Christoph Verenkotte: Aktuell ist vor allem die Beteiligung der AWV an den Digitalisierungsprojekten der öffentlichen Verwaltung zu nennen. Mit dem Onlinezugangsgesetz und dem Registermodernisierungsgesetz hat die öffentliche Verwaltung große Modernisierungsprojekte begonnen, die durch eine konstruktive Zusammenarbeit mit der Wirtschaft erheblich unterstützt werden können.

Mit dem elektronischen Datenaustauschformat eXTra hat die AWV schon vor Jahren die Grundlage für hochautomatisierten Datenaustausch zwischen Wirtschaft und Verwaltung geschaffen, der auch im Rahmen der Verwaltungsmodernisierung weiterhin seine Bedeutung hat. Weiterhin bietet die AWV offene und effiziente Strukturen für Diskussions- und Optimierungsprozesse rund um die Digitalisierung.

Zu den früheren Projekten ist im Bereich der elektronischen Rechnung vor allem das elektronische Rechnungsformat ZUGFeRD zu nennen, das durch die enge Zusammenarbeit mit Frankreich auch international wirkt.

Ein Highlight, auch mit klarem Mehrwert für die Verwaltungen, sind auch die Arbeitskreise, die sich mit Digitalisierungskompetenzen oder dem Einsatz von Künstlicher Intelligenz (KI) beschäftigen. In diesem Zusammenhang stand auch das sehr erfolgreiche Web-Event zum 95-jährigen Bestehen der AWV unter dem Motto „Facing AI – KI ein Gesicht geben“. Explizit thematisiert wurde im Rahmen des Events auch der Einsatz von KI in der öffentlichen Verwaltung. Das macht deutlich, dass die AWV da ansetzt, wo sich praktische Fragen der Zukunftsgestaltung stellen: Ohne die Förderung von Digitalkompetenz werden wir nicht in die Breite der Verwaltung kommen und man muss sich auch mit dem Einsatz von KI praxisorientiert und umfassend beschäftigen, denn die kundenorientierte Neugestaltung und Automatisierung unserer Verwaltungsabläufe ist erst der erste Schritt in die Zukunft.

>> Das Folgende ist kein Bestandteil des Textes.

PR #423, opened 2026-06-08
Add Patients dashboard

kathrynalpert:
### Product
Adds a new **Patients** dashboard to Analytics that reframes the data lake around *patients* instead of *exams*. Every count is at the reconciled-patient level `scout_patient_id`, so a patient with five scans counts once.

Screenshot 2026-06-08 at 11 08 03 AM

### Technical
New `patients` bundle under `helm/scout-dashboards/files/analytics/`:

- `patients_longitudinal` — virtual dataset, one row per `scout_patient_id`, aggregated over `reports_latest_epic_view` + `reports_dx_epic_view`.
- `reports_dx_epic_view` — patient-resolved diagnosis dataset.
- `patient_cohort_events` — per-exam new/returning tagging that drives the trend chart.

## Type of change
- [x] New feature
- [ ] Improvement
- [ ] Bug fix
- [x] Documentation update
- [ ] Test update

##### Authorization
No new roles or AuthZ logic. Superset runs these queries through Trino as the logged-in user (ADR 0022), so the existing OPA row filters (`allowed_facilities`) and PHI column masks apply unchanged, and the datasets read the SECURITY-DEFINER `_epic_view`s (ADR 0023) exactly as the existing core/follow-up dashboards do. The patient datasets expose identifier columns (`scout_patient_id`, `resolved_epic_mrn`, `resolved_mpi`) for dedup/joins, but the dashboard tiles aggregate (counts/distributions) and don't render row-level identifiers. Read-only Trino; no REST/API surface added.

##### Appsec
N/A

### Performance
**TL;DR — fine at small scale; probably too slow for interactive use at 20M. Materialize before leaning on it heavily.**

Claude's analysis:

> Patient-level charts aggregate the whole lake (`GROUP BY scout_patient_id`), not a partition. On prod (~20M reports / ~1.75M patients) one chart measured **~21s** (`EXPLAIN ANALYZE`) — it scans `reports_latest` (14M) and `reports_report_patient_mapping` (21.6M, **twice**, across ~12.4k tiny files) through the epic views. Superset fires ~12 such queries per load with no shared scans, so a **cold dashboard render is on the order of minutes** (heaviest tiles may hit the query timeout); the 2h result cache makes repeat loads fast, but **every filter change re-pays the cost**.
> 
> Mitigations: **(1)** materialize a one-row-per-patient "gold" Delta table in the transformer → sub-second reads (separate PR + ADR); **(2)** `OPTIMIZE` `reports_report_patient_mapping` — the tiny-file double-scan is most of the 21s and *every* epic-view query pays it

### Data
- **`observation_dt` is sparsely populated**, so the patient timeline (`first_exam_dt`/`last_exam_dt`) and the trend's event time use `COALESCE(observation_dt, requested_dt, message_dt)`
- Patient identity uses the reconciled columns; rows with inconsistent identity are excluded upstream by the views.

### Backward compatibility
Compatible

## Testing
Deployed on **dev04** 

## Note for reviewers
Consider performance issues and opine on whether this is worth it. I'm inclined to include it as incentive/reminder to address the concerns and possibly materialize the views.

## Checklist
- [x] My code adheres to the coding and style guidelines of the project (`pre-commit` run on changed files; analytics YAML is prettier-ignored)
- [x] I have commented my code, particularly in hard-to-understand areas (dataset/chart `description` fields document the data caveats)
- [ ] I have added or updated user documentation — N/A for an opt-in/experimental bundle (matches the quality/follow-up precedent); can add an RTD note if preferred
- [x] I have added or updated technical documentation (scout-dashboards README: file layout + rationale)
- [ ] I have added unit tests — N/A (declarative Superset assets)
- [ ] I have added end-to-end tests — N/A (declarative Superset assets)


cmoore01:
Does this dashboard actually require `resolved_epic_mrn`? The visuals I see in the screenshot all look like aggregates where you'd only need the `scout_patient_id`. You might be able to get better performance by doing a simple join from the particular report table to the mapping table and ignoring the view.

kathrynalpert:
> Does this dashboard actually require `resolved_epic_mrn`? The visuals I see in the screenshot all look like aggregates where you'd only need the `scout_patient_id`. You might be able to get better performance by doing a simple join from the particular report table to the mapping table and ignoring the view.

It's a great suggestion, but end users don't have access to the mapping table because there's no way to limit it by facility.

johnflavin (approved):
> Consider performance issues and opine on whether this is worth it. I'm inclined to include it as incentive/reminder to address the concerns and possibly materialize the views.

It's hard to know if it is worth it until we see the additional load it creates on trino once users start interacting with it regularly. But I suppose if it creates a huge burdensome load that would be because it's very successful and people like to use it a lot, so that makes me lean towards trying it out.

Werner Schmidt: Veränderungsprozesse im politischen Umfeld können langwierig sein. Man braucht einen sehr langen Atem. Von den ersten Ideen bis hin zu deren konkreter Umsetzung kann es Monate bis hin zu Jahren dauern. Die Erfahrungen aus der Vergangenheit zeigen, dass man sich beim Bürokratieabbau langsam, aber sicher vorantasten muss, um langfristige und nachhaltige Veränderungen bewirken zu können. Ein anschauliches Beispiel hierfür ist die elektronische Lohnsteuererklärung ELSTER: Zwölf Jahre Arbeit sind der Abschaffung der Papier-Lohnsteuerkarte vorausgegangen...

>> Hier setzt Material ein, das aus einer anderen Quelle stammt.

PR #430, opened 2026-06-10
Bump open-webui chart to ~14.8.0 and OWUI to 0.9.6 to enable auto-login

andylassiter:
### Product
Users on Chat now auto-login instead of having to click "Sign in with SSO" again. One less click for the user.

### Technical
Bumps the open-webui Helm chart from ~14.6.0 to ~14.8.0 (appVersion 0.9.5 → 0.9.6). The 0.9.6 release adds OAUTH_AUTO_REDIRECT functionality so we no longer have the double login experience.

Tool-call display regression filter (tool_result_attr_filter) stays. Confirmed the bug is still present in 0.9.6 by comparing the SHAs of ToolCallDisplay.svelte and MarkdownTokens.svelte between v0.9.5 and v0.9.6, they're identical. Updated the version anchors in versions.yaml and the role README so the next renovate bump retests at the right version.

## Type of change
- [ ] New feature
- [x] Improvement
- [ ] Bug fix
- [x] Documentation update
- [ ] Test update

##### Authorization
N/A, no changes to auth flow itself.

##### Appsec
N/A

### Performance
N/A

### Data
N/A.

### Backward compatibility
Should be.

## Testing
Deploy to dev02 with `make install-chat`, verify SSO auto-redirect works, smoke-test a tool-calling chat to confirm the workaround filter still renders tool results in the Output panel.

## Note for reviewers
Users briefly see the OWUI Sign In page but are auto redirected from there.

## Checklist

### DIFF
--- a/ansible/group_vars/all/versions.yaml
+++ b/ansible/group_vars/all/versions.yaml
@@ -104,18 +104,19 @@ jupyter_helm_chart_version: ~4.3.5
 # running Pod's image at deploy time (see configure_admin.yaml) so it stays
 # in lockstep with the chart's appVersion without a separate pin.
 #
-# Currently pinned to ~14.6.0 (appVersion 0.9.5): upstream refactor (OWUI
+# Currently pinned to ~14.8.0 (appVersion 0.9.6): upstream refactor (OWUI
 # commit 45e49d33e, Apr 2026) moved tool-call results from a `result="..."`
 # attribute on the <details> tag into the body, and the new body-content
 # rendering path doesn't display results in the chat UI even though they
 # reach the LLM. Worked around by the `tool_result_attr_filter` Function
-# (see ansible/roles/open-webui/defaults/main.yaml). When Renovate proposes
-# a bump that advances appVersion past 0.9.5, verify the tool-call Output
-# panel renders correctly without the filter — if upstream has fixed it,
-# delete the filter source + the role's inventory entry + the chart payload
-# + this note.
+# (see ansible/roles/open-webui/defaults/main.yaml). Confirmed still broken
+# in 0.9.6: ToolCallDisplay.svelte and MarkdownTokens.svelte are byte-
+# identical between v0.9.5 and v0.9.6. When Renovate proposes a bump that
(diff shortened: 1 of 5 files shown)


kathrynalpert (commented):
I think if you update the URL that Launchpad uses, you'll get rid of the "Users briefly see the OWUI Sign In page but are auto redirected from there" (which is the current state we're trying to move past with this change)

andylassiter:
I corrected the Launchpad link, but the behavior is the same. The redirect happens pretty quickly though.

andylassiter:
Trivy scan is blocking the launchpad build. Looking into that now.

andylassiter:
Launchpad is using a node v25 base image which is now EOL. I don't think the base image is receiving updates anymore.

https://nodejs.org/en/about/previous-releases

> Historically (up to Node.js 26), odd-numbered releases (9, 11, etc.) become unsupported after six months, and even-numbered releases (10, 12, etc.) move to Active LTS status and are ready for general use. Starting with Node.js 27, the release cycle will be annual and every major version will move to LTS status after its six-month Current phase (and six additional months of Alpha phase). LTS release status is "long-term support", which typically guarantees that critical bugs will be fixed for a total of 30 months. Production applications should only use Active LTS or Maintenance LTS releases.

kathrynalpert:
> Launchpad is using a node v25 base image which is now EOL. I don't think the base image is receiving updates anymore.

Feel free to do any of the following:
1. remove the launchpad change from this since it doesn't appear to matter :( 
2. bump launchpad base image + deps
3. add trivyignore entry and do (2) as a separate, subsequent PR
4. merge with failing trivy scan (these don't block merge)

kathrynalpert (approved):

andylassiter:
I tried 2. But had issues bumping to 26. `@types/node@26` is not available yet, it is still on v25. Also v26 is considered `Current` not `Acitive LTS` ("Production applications should only use Active LTS or Maintenance LTS releases.") so I think we would need to downgrade to v24. I tried that, too, but the openssl fix was just released yesterday and hasn't made it to the `node:24-alpine` image yet. I'm going with option 4 for now.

Ein Highlight meiner bisherigen AWV-Amtszeit war sicher die Begleitung der Einführung des einheitlichen Euro-Zahlungsverkehrsraums SEPA. Hier hat sich ganz konkret gezeigt, dass die AWV nicht nur seitens des Gesetzgebers und der Ministerien, sondern auch von der Wirtschaft als neutrale Mittlerin wahrgenommen wird, einen guten Treffpunkt für beide Seiten geboten hat und alle Beteiligten dazu beitragen wollten, die Sache gemeinsam voranzubringen und nicht einseitige Interessen zu vertreten.

Zu den aktuell bedeutsamen Themen zählt sicher die elektronische Arbeitsunfähigkeitsbescheinigung (eAU), deren Realisierung konstruktiv von der AWV mit begleitet wird.